(TASK OBJECTIVE): From the line with "I'll make sure" to the line with "### LINKED ISSUE #4151: Deprecation", retype every line exactly, including those two, and leave out the rest of the data below.

Stored data entries
• • •

PR #4147, opened 2016-02-10
Fix key remapping for embedded belongsTo

### LINKED ISSUE #4068: EmbeddedRecordsMixin does not seem to respect `key` values in `attrs` hash
While using `DS.EmbeddedRecordsMixin`, I discovered this while trying to embed records and also map a key for said records:
```
attrs: {
  steps: { key: 'process_steps', embedded: 'always'}
}
```
I had assumed that i could still use the `attrs` hash to mapp the json key to model attribute.. however it seems to be ignored.

When the json payload is deserialized into a model, `steps` seems to be resolved correctly.. but when attempting, but when doing a POST/PUT.. serializing the model back to json.. they key remains `steps` and not the intended `process_steps`

I have attempted workarounds by overriding `serializeHasMany` and also `keyForRelationship .. which results in the correct payload key.. however at that point none of the actual embedded records get serialized at all?

Edit: Solution for now is to just not map "embedded record keys" and just use a `computed.alias`

I am wondering if anyone else has experienced or overcome this limitation?

ef4:
Closes #4068. This implements the same semantics for `key` that are used in JSONSerializer.

### DIFF
--- a/addon/-private/serializers/embedded-records-mixin.js
+++ b/addon/-private/serializers/embedded-records-mixin.js
@@ -217,7 +217,11 @@ export default Ember.Mixin.create({
 
   _serializeEmbeddedBelongsTo(snapshot, json, relationship) {
     let embeddedSnapshot = snapshot.belongsTo(relationship.key);
-    let serializedKey = this.keyForRelationship(relationship.key, relationship.kind, 'serialize');
+    var serializedKey = this._getMappedKey(relationship.key, snapshot.type);
+    if (serializedKey === relationship.key && this.keyForRelationship) {
+      serializedKey = this.keyForRelationship(relationship.key, relationship.kind, "serialize");
+    }
+
     if (!embeddedSnapshot) {
       json[serializedKey] = null;
     } else {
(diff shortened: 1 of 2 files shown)


bmac:
Does the same change need to happen in `_serializeEmbeddedHasMany` as well?

bmac:
Also @ef4 do you mind amending the commit message to start with `[BUGFIX beta]`?

grapho:
@ef4 @bmac: I would think yes.. it needs to be included in `_serializeEmbeddedHasMany` as well... i primarily use embedded hasMany and that is the area in which i am having the issue.

ef4:
I fixed hasMany too, and amended the commit message.

bmac:
Thanks @ef4

grapho:
@bmac @ef4  thanks for the effort to fix this!

Quick question:  since this thing is now `merged`.. that meant the fix will be available in the next release? or can i just reinstall my ember data and the fix will be there?

fivetanley:
@grapho This will be in the next release. Otherwise, you can pin to the commit in `package.json` if you are using ember-cli post 2.3.0, or `#canary` in bower.json

grapho:
thanks @fivetanley!

PR #4153, opened 2016-02-11
calling reload multiple times on a has many triggers only one request

### LINKED ISSUE #2327: Calling reload on hasMany with a link the second time, sends a new request even if the first one hasn't returned

sly7-7:
Closes #2327

cc @igorT @wecc

### DIFF
--- a/addon/-private/system/relationships/state/has-many.js
+++ b/addon/-private/system/relationships/state/has-many.js
@@ -1,5 +1,5 @@
 import { assert } from "ember-data/-private/debug";
-import { PromiseManyArray } from "ember-data/-private/system/promise-proxies";
+import { PromiseManyArray, promiseManyArray } from "ember-data/-private/system/promise-proxies";
 import Relationship from "ember-data/-private/system/relationships/state/relationship";
 import OrderedSet from "ember-data/-private/system/ordered-set";
 import ManyArray from "ember-data/-private/system/many-array";
@@ -99,7 +99,6 @@ ManyRelationship.prototype.notifyRecordRelationshipAdded = function(record, idx)
 };
 
 ManyRelationship.prototype.reload = function() {
-  var self = this;
   var manyArrayLoadedState = this.manyArray.get('isLoaded');
 
   if (this._loadingPromise) {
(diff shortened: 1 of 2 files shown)


tests/integration/relationships/has-many-test.js
```diff
@@ -627,6 +627,43 @@ test("A hasMany relationship can be directly reloaded if it was fetched via link
...
+  env.adapter.findHasMany = function(store, record, link, relationship) {
+    count++;
+    return new Ember.RSVP.Promise(function(resolve, reject) {
+      setTimeout(function() {
+        var value = [
+          { id: 1, body: "First" },
+          { id: 2, body: "Second" }
+        ];
+        resolve(value);
+      }, 100);
```
bmac: Lets drop the setTimeout and instead return: 

```js
return Ember.RSVP.resolve([
           { id: 1, body: "First" },
           { id: 2, body: "Second" }
       ]);
```

addon/-private/system/relationships/state/has-many.js
```diff
@@ -112,13 +111,13 @@ ManyRelationship.prototype.reload = function() {
...
   } else {
-    return this.store.scheduleFetchMany(this.manyArray.toArray()).then(function() {
-      //Goes away after the manyArray refactor
-      self.manyArray.set('isLoaded', true);
-      return self.manyArray;
-    });
+    this._loadingPromise = promiseManyArray(this.store.scheduleFetchMany(this.manyArray.toArray()).then(() => {
+      return this.manyArray;
+    }), 'Reload with ids');
+    return this._loadingPromise;
```
bmac: @pangratz would you mind adding a test to ensure this else case is working correctly as well?

pangratz: Kindly delegating to @sly7-7 :wink:

bmac: Oops. Sorry about that.

sly7-7: :smile: No problem, I update this today.

tests/integration/relationships/has-many-test.js
sly7-7: I thought there must be a setTimeout in order to be "sure" the multiple reloads where not resolved. But for sure it's better if I can avoid that. Will do this :)

sly7-7:
@bmac Done. So I have to wrap the promises inside a promiseManyArray in order to be able to check the promise state. This seems to work, but I wonder if it's the right way even if I don't think we have an other way now to check the state of Promises

pangratz:
LGTM

bmac:
LGTM @wecc or @igorT do either of you have the bandwidth for a review?

wecc:
LGTM :+1:

bmac:
Thanks @sly7-7

PR #4154, opened 2016-02-11
Make sure new record are not pushed twice when parent is saved before.

olivierchatry:


steffenbrem:
@olivierchatry Does it also update the record again when new data is returned by the server (such as the id for example)?

olivierchatry:
yes, it should.

steffenbrem:
Nice, would be cool to see this in core :+1:

addon/-private/system/relationships/state/relationship.js
```diff
@@ -173,7 +173,9 @@ Relationship.prototype = {
     //TODO(Igor) make this less abysmally slow
     this.members = this.canonicalMembers.copy();
     for (i=0; i<newRecords.length; i++) {
-      this.members.add(newRecords[i]);
+      if (!this.members.has(newRecords[i])) {
+        this.members.add(newRecords[i]);
+      }
```
bmac: @olivierchatry did you run into an issue that required this if check? Under the hood `members` does a [similar check](https://github.com/emberjs/ember.js/blob/master/packages/ember-metal/lib/map.js#L113) which should be preventing the record from being added twice.

tests/integration/relationships/has-many-test.js
```diff
@@ -414,6 +414,64 @@ test("A hasMany updated link should not remove new children when the parent reco
...
+                data: [
+                  {
+                    id: 5,
+                    type: "comment"
+                  }
+                ]
+              }
+            }
+          }
+        });
```
bmac: @olivierchatry is the `store.push` here important to this test or can we move the info about the `comments` relationship into the return form the stubbed `createRecord` method?

olivierchatry: No it is important it showcase the bug.

addon/-private/system/relationships/state/relationship.js
olivierchatry: Yes, using firebase, record get duplicate, see test.

bmac: When I remove this `if` check all of the tests still pass.

tests/integration/relationships/has-many-test.js
bmac: Seems good. :+1:

olivierchatry: The fixes is in two seperate files, but maybe we only need to do it in one ?

olivierchatry:
So, what do I need to do to make it OK ?

bmac:
3 things:
1. I'd like to get @igorT to review this pr.
2. I think the change in `addon/-private/system/relationships/state/relationship.js` can be reverted.
3. Would you mind squashing this pr down to 1 commit and prefixing the commit message with `[BUGFIX beta]` so it can be pulled into the 2.4 beta branch.

olivierchatry:
I will revert the relationship one as it is redundant. How do you want me
to squash down the PR ? create a new one ?

bmac:
@olivierchatry you can rebase your branch locally and then force push it to github and it will update this pr.

Here is a good short tutorial on how to perform a rebase locally: https://egghead.io/lessons/javascript-how-to-squash-multiple-git-commits

olivierchatry:
Am turning a bit crazy, wondering if it would not be easier to create a new branch and a new pull request from it.

steffenbrem:
@olivierchatry Do the following commands to squash your stuff:

```bash
git rebase -i HEAD~6
```

It will open vim or something equalvant. Then replace `pick` with `s` on the last `5` commits and save + exit the file.

Your history is now been altered to one single commit, now run `git push -f` to force push your changes to the remote.

olivierchatry:
stupid me, was missing the -f on the push ... thanks a lot !

sirvine:
I notice this isn't in 2.5.0-beta1. Should we expect this to appear in a release soon?

bmac:
I'll make sure this gets included in the `2.5.0-beta.2` release.

PR #4155, opened 2016-02-11
remove container related deprecation warnings

### LINKED ISSUE #4151: Deprecation ember-application.injected-container triggered inside ember-data code
I've got a customized set of store, adapter, and serializer classes. For testing I used a setup of those classes similar to https://github.com/emberjs/data/blob/v2.3.3/tests/helpers/store.js. When running tests in this setup (that worked fine before 2.3.*) I get

> DEPRECATION: Using the injected `container` is deprecated. Please use the `getOwner` helper instead to access the owner of this object. [deprecation id: ember-application.injected-container] See http://emberjs.com/deprecations/v2.x#toc_injected-container-access for more details.
>         at HANDLERS.(anonymous function) (http://localhost:4200/assets/vendor.js:16695:7)
>         at raiseOnDeprecation (http://localhost:4200/assets/vendor.js:16605:12)
>         at HANDLERS.(anonymous function) (http://localhost:4200/assets/vendor.js:16695:7)
>         at invoke (http://localhost:4200/assets/vendor.js:16711:7)
>         at deprecate (http://localhost:4200/assets/vendor.js:16664:32)
>         at Object.deprecate (http://localhost:4200/assets/vendor.js:26672:37)
>         at Object.defineProperty.get (http://localhost:4200/assets/vendor.js:12125:26)
>         at getOwner (http://localhost:4200/assets/vendor.js:79144:22)
>         at modelFactoryFor (http://localhost:4200/assets/vendor.js:78280:55) 

This basically complains about https://github.com/emberjs/data/blob/v2.3.3/addon/-private/utils.js#L71 using the container (in this case caused by https://github.com/emberjs/data/blob/v2.3.3/addon/-private/system/store.js#L1530, there are different causes, but all of the referring to getOwner in utils.js).

https://github.com/emberjs/data/blob/v2.3.3/addon/-private/utils.js#L60 promises that this polyfill won't trigger a deprecation, so I would consider that a bug. 

Having said that: Is this approach to test a set of custom store, adapter and serializer as intended (and: future proof), or could you recommend a better approach that might not trigger this behaviour by e.g. returning an owner in https://github.com/emberjs/data/blob/v2.3.3/addon/-private/utils.js#L67?

sly7-7:
Closes #4151

It seems like some code was forgotten during the addonization.
Thanks to @rwjblue pointing it to me.

### DIFF
--- a/tests/helpers/owner.js
+++ b/tests/helpers/owner.js
@@ -1,0 +1,11 @@
+import Ember from 'ember';
+
+let Owner;
+
+if (Ember._RegistryProxyMixin && Ember._ContainerProxyMixin) {
+  Owner = Ember.Object.extend(Ember._RegistryProxyMixin, Ember._ContainerProxyMixin);
+} else {
+  Owner = Ember.Object.extend();
+}
+
+export default Owner;
--- a/tests/helpers/store.js
+++ b/tests/helpers/store.js
@@ -1,14 +1,21 @@
 import Ember from 'ember';
 import DS from 'ember-data';
+import Owner from './owner';
 
 export default function setupStore(options) {
-  var container, registry;
+  var container, registry, owner;
   var env = {};
   options = options || {};
 
   if (Ember.Registry) {
     registry = env.registry = new Ember.Registry();
-    container = env.container = registry.container();
+    owner = Owner.create({
+      __registry__: registry
+    });
+    container = env.container = registry.container({
+      owner: owner
+    });
+    owner.__container__ = container;
   } else {
     container = env.container = new Ember.Container();
     registry = env.registry = container;
@@ -63,4 +70,3 @@ export {setupStore};
 export function createStore(options) {
   return setupStore(options).store;
 }
-
--- a/tests/integration/references/has-many-test.js
+++ b/tests/integration/references/has-many-test.js
@@ -171,7 +171,7 @@ if (isEnabled("ds-references")) {
   test("push(array) works with polymorphic type", function(assert) {
     var done = assert.async();
 
-    env.container.register('model:mafia-boss', Person.extend());
+    env.registry.register('model:mafia-boss', Person.extend());
 
     var family;
     run(function() {


pangratz:
#4158 fixes the failing test in this PR. After that one has merged and this PR is rebased, I think this is good to go :rocket:

sly7-7:
@pangratz I was working on the failing test too, I've integrated the change in this PR. I've also removed the env.container.destroy thing (is this necessary though ?)

pangratz:
> I've also removed the env.container.destroy thing (is this necessary though ?)

We are not consistent with properly destroying the `env` created via `setupSore`/`createStore` in the tests. Sometimes only the [`store` is destroyed](https://github.com/emberjs/data/blob/45b36b563691f3f4f84b089998c7cd413da23dcf/tests/integration/store/query-record-test.js#L27), sometimes the [`container`](https://github.com/emberjs/data/blob/7bef33dc8701e0bf2a31eed403075bf545efcb14/tests/integration/adapter/serialize-test.js#L24), sometimes [both](https://github.com/emberjs/data/blob/7bef33dc8701e0bf2a31eed403075bf545efcb14/tests/unit/store/model-for-test.js#L29-L30) :laughing: Eventually the test setup should be consistent.

> I've also removed the env.container.destroy thing (is this necessary though ?)

I think it should be kept for now. It doesn't hurt I guess...

sly7-7:
@pangratz I will bring back the env.container.destroy. It was just that the tests were passing without this (I like to remove LOC when the tests pass :smile: )
Anyway, I don't know if it would be possible, but it would be great if we could add a unique afterEach hook doing the dirty work for all the tests. So we don't have to care about destroying (or not) env in each tests.

rwjblue:
>  I don't know if it would be possible, but it would be great if we could add a unique afterEach hook doing the dirty work for all the tests. So we don't have to care about destroying (or not) env in each tests.

We can add a `QUnit.testDone` ([see here](https://github.com/aptible/dashboard.aptible.com/blob/master/tests/test-helper.js#L29-L36)).

rwjblue:
But I suppose that can be a separate PR since this passes fine without...

rwjblue:
This looks good to me...

bmac:
Thanks @sly7-7

PR #4158, opened 2016-02-12
[BUGFIX beta] Use registry instead of container in tests

pangratz:
This is the preferred method way to register additional stuff.


pangratz:
@bmac this is a fix for a test which is behind a feature flag. I'm never sure: to `[BUGFIX beta]` or not to `[BUGFIX beta]`, that is the question...

sly7-7:
In the meantime I've integrated the same change in my PR, do you think we should merge this one, then the other, or just close this and merge the other ?

pangratz:
I created this PR since fixing the `env.container` is IMHO not directly related to the changes in your PR. But it's ok too to fix this in the course of #4155.

PR #4159, opened 2016-02-12
[DOC] Mark store.filter as deprecated in JSDoc.

chriskrycho:
The method is marked as deprecated internally, but not in the docs.


bmac:
Thanks @chriskrycho

PR #4160, opened 2016-02-12
Fixes broken link

jbailey4:
Previously the link to the emberjs guides on customizing adapters was broken, this fix points to the correct link for the current stable version of emberjs and ember data.

Looks like the previous link (https://guides.emberjs.com/v2.0.0/models/connecting-to-an-http-server/) was resolving to the version 2.0 guides on Models -> Connecting to an HTTP Server, but that does not exist anymore. It is now just Models -> Customizing Adapters.

### DIFF
--- a/README.md
+++ b/README.md
@@ -139,8 +139,7 @@ set of RESTful JSON conventions.
 
 To learn more about adapters, including what conventions the
 `RESTAdapter` follows and how to build your own, see the Ember.js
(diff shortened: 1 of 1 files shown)


pangratz:
Thank you kindly!

I just leave this here as a note for future readers: the link should be updated to point to the latest version number, once emberjs/guides#604 is sorted out.

PR #4164, opened 2016-02-15
[CLEANUP] remove `toString` definitions for models in tests

pangratz:
My string theory: the definitions for `toString` are a relict from the
pre-container era where this might have been needed. :barber:

This makes the recently failing builds for `master` green again. :green_apple: 

---

Note: the tests were failing since `2.3.1` ember seals `Mixin` so adding stuff
after `create` will error out: emberjs/ember.js#12612.


bmac:
Thanks @pangratz :traffic_light:

PR #4171, opened 2016-02-19
[CLEANUP] Remove shim for Backburner.join

HeroicEric:
This shim was added a long while back when we could not rely on the version of Backburner that Ember was using to have the `join()` function.

Any currently supported version of Ember (2.x) should have this now.

Similarly, any currently supported (2.x) version of Ember also has `Ember._Backburner` available.

Shim was added in:
https://github.com/emberjs/data/pull/2608

`Backburner.join()` was added in:
https://github.com/ebryn/backburner.js/pull/119

### DIFF
--- a/addon/-private/system/store.js
+++ b/addon/-private/system/store.js
@@ -57,50 +57,9 @@ import isEnabled from 'ember-data/-private/features';
 
 export let badIdFormatAssertion = '`id` has to be non-empty string or number';
 
-var Backburner = Ember._Backburner || Ember.Backburner || Ember.__loader.require('backburner')['default'] || Ember.__loader.require('backburner')['Backburner'];
+const Backburner = Ember._Backburner;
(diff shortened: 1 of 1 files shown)


bmac:
Thanks @HeroicEric

sly7-7:
not sure if it's related, but this makes a test fail on travis: 
not ok 92 PhantomJS 2.1 - integration/adapter/build-url-mixin - BuildURLMixin with RESTAdapter: buildURL - with host and namespace
    ---
        actual: >
            null
        message: >
            Test timed out
        Log: |
    ...

bmac:
I just restarted travis to see if its related to this change. It looks like travis said the pr was green before I merged it...

sly7-7:
@bmac thanks, it passes now. Maybe an unexpected latency on the server, or something like that

PR #4172, opened 2016-02-19
[CLEANUP] Remove shim for Ember.Service

HeroicEric:
Removes a shim for `Ember.Service`.

This isn't needed anymore since Ember 2.x.x all have `Ember.Service` available.


rwjblue:
:+1: - But we do support 1.13 also (still fine, I'm just pointing it out...)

• • •

(RESULT FOR THIS EXERCISE):
I'll make sure this gets included in the `2.5.0-beta.2` release.

PR #4155, opened 2016-02-11
remove container related deprecation warnings

### LINKED ISSUE #4151: Deprecation ember-application.injected-container triggered inside ember-data code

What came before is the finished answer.